The moment I opened the K-line chart in the morning, I guess many friends, like me, took a sharp breath as mainstream cryptocurrencies collectively plunged. Even the usually resilient top assets broke through key support levels, and the green on the holding page was more eye-catching than the grass in spring.

The back end was in chaos, filled with messages asking, 'Is the black swan back?' and 'Should we quickly cut losses?' But to be honest, this drop is not an unexpected event; it is the simultaneous force of three hidden 'funding undercurrents' that twisted market liquidity into a 'twisted doughnut.' As a veteran who has been watching the crypto market for eight years, I will dissect the logic behind this today, helping everyone turn anxiety into opportunity.

First undercurrent: The 'siphoning effect' of the government bond market

Recently, the biggest 'suction pump' in the global capital market is undoubtedly the issuance of government bonds. With over 100 billion USD of government bonds being sold intensively in a single week, this is not just a simple financing operation, but a significant increase in the benchmark for 'risk-free returns.' Capital is always profit-seeking, and as the yields on stable government bonds continue to rise, the hot money that was originally 'lying flat' in the crypto market will naturally turn to this 'guaranteed profit' field.

It's like having some money in hand, with one side being crypto assets that could skyrocket but also plummet, and the other being government bonds that guarantee principal while offering decent interest. Many short-term funds will certainly choose the latter. The crypto market lacks this part of 'live water,' and once selling pressure comes in, it easily leads to 'volume-less declines,' causing many friends' holdings to be 'passively collapsed.'

Second undercurrent: The Federal Reserve's 'expectation adjustment'

The market has been immersed in the dream that 'the interest rate cut cycle is about to begin,' and many people leveraged their positions to bet on the market. However, last week's statement from the Federal Reserve poured cold water on the market—'Current inflation levels still need observation; there is no rush to cut rates.' This statement seems mild, but in reality, it issued an 'eviction order' to leveraged funds.
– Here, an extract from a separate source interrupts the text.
PR #570, opened 2022-01-26
use for build proper schema flavor (jsc#SLE-18820)

jreidinger:
Feature: introduce product specific limited set of autoyast modules represented by limited yast2-schema.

What high-leverage players fear most is the reversal of expectations. Once they feel that interest rate cuts are hopeless, closing positions and cutting losses become instinctive reactions. A large number of liquidation orders come crashing into the market like a snowball, forming a 'stampede exit.' This is also why many coins fall without resistance; it's not that the assets themselves have issues, but rather a chain reaction caused by a short-term break in the funding chain.

Third undercurrent: 'Temporary tension' in short-term liquidity

Another easily overlooked point is the short-term liquidity fluctuations in the interbank market. Recently, the overnight borrowing rate suddenly spiked, indicating that some financial institutions are experiencing 'temporary cash shortages.' When banks themselves are busy finding money to rotate, there is naturally no excess funds flowing into the crypto market through various channels.

The market is like a pool of water; with no new water coming in and old water flowing out, the water level naturally declines. However, this liquidity tension is often temporary; once interbank funding eases, this pressure will quickly dissipate.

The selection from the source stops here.